Format: 45-minute presentation with 15-minute Q & A
Ronit Plank has been teaching since 2001 and has been a professional writer since 2010. She got her BA from Binghamton University, her MFA in Nonfiction Writing from Pacific University, and she holds 3 writing certificates from the University of Washington in Fiction I, Fiction II, and Nonfiction.
Teaching and Speaking:
Ronit is a memoir instructor with University of Washington’s Professional and Continuing Education and has been a guest writing lecturer at DePauw University, Seattle Pacific University, Bianca Marais’ (of The Sh*t No One Tells You About Writing) All About Memoir Retreat, Resilient Writers, Write on the Sound, and at other programs domestically and abroad.
She has hosted/produced the podcasts Mouthy, Messy, Mandatory, And Then Everything Changed, The Body Myth, and currently, Let’s Talk Memoir. She has been a guest presenter on podcasting multiple times at She Podcasts Live, Podfest’s 10th Anniversary, for KaSa Media, and elsewhere.
Previously Ronit taught ELL at Yonsei University in Koreatown in Los Angeles, Hebrew reading and writing and Jewish and Holocaust history in Seattle at Temple Beth Am for grades 3-9, and ELL at Seattle World School to middle and high school students.
Writing and Awards
Ronit’s writing has been published in The Atlantic, The Washington Post, The New York Times, HuffPost, Poets & Writers, Writer’s Digest, The Rumpus, Tablet, and elsewhere. She is the nonfiction editor at The Citron Review and her stories and essays have been nominated for the Pushcart Prize, the Best of the Net, and the Best Microfiction Anthology.
She is author of When She Comes Back, a memoir about the loss of her mother to the guru Bhagwan Shree Rajneesh and their eventual reconciliation which Book Riot named a Best True Crime Book of 2021. When She Comes Back was a Finalist in the Housatonic Awards, Book of the Year Awards, and National Indie Exellence Awards among others. Her second book, the short story collection Home is a Made-Up Place won Hidden River Arts’ 2020 Eludia Award and the Page Turner Award for Fiction.

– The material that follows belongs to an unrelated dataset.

Issue #1094, opened 2025-04-03
[BUG] demo_cp_ct_surfaces not installed correctly from PyPI.


misi9170:
It appears that Cp/Ct surface data that was introduced in #832 is not correctly installed from PyPI. For example, [automated tests in FLASC are failing](https://github.com/NREL/flasc/actions/runs/14251162947/job/39944008877?pr=238) because this data is missing.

Her short fiction and creative nonfiction have earned spots in The Rumpus Top 20, Narrative Magazine’s Short Story contest (Finalist), The Iowa Review Award for Fiction (runner up), the American Literary Review Award (runner up), and the Hunger Mountain Creative Nonfiction Prize (Special Mention).
Her weekly podcast Let’s Talk Memoir features interviews with memoirists and writing teachers about craft, the creative process, and the writing life and is available on Apple, Spotify, and on this website.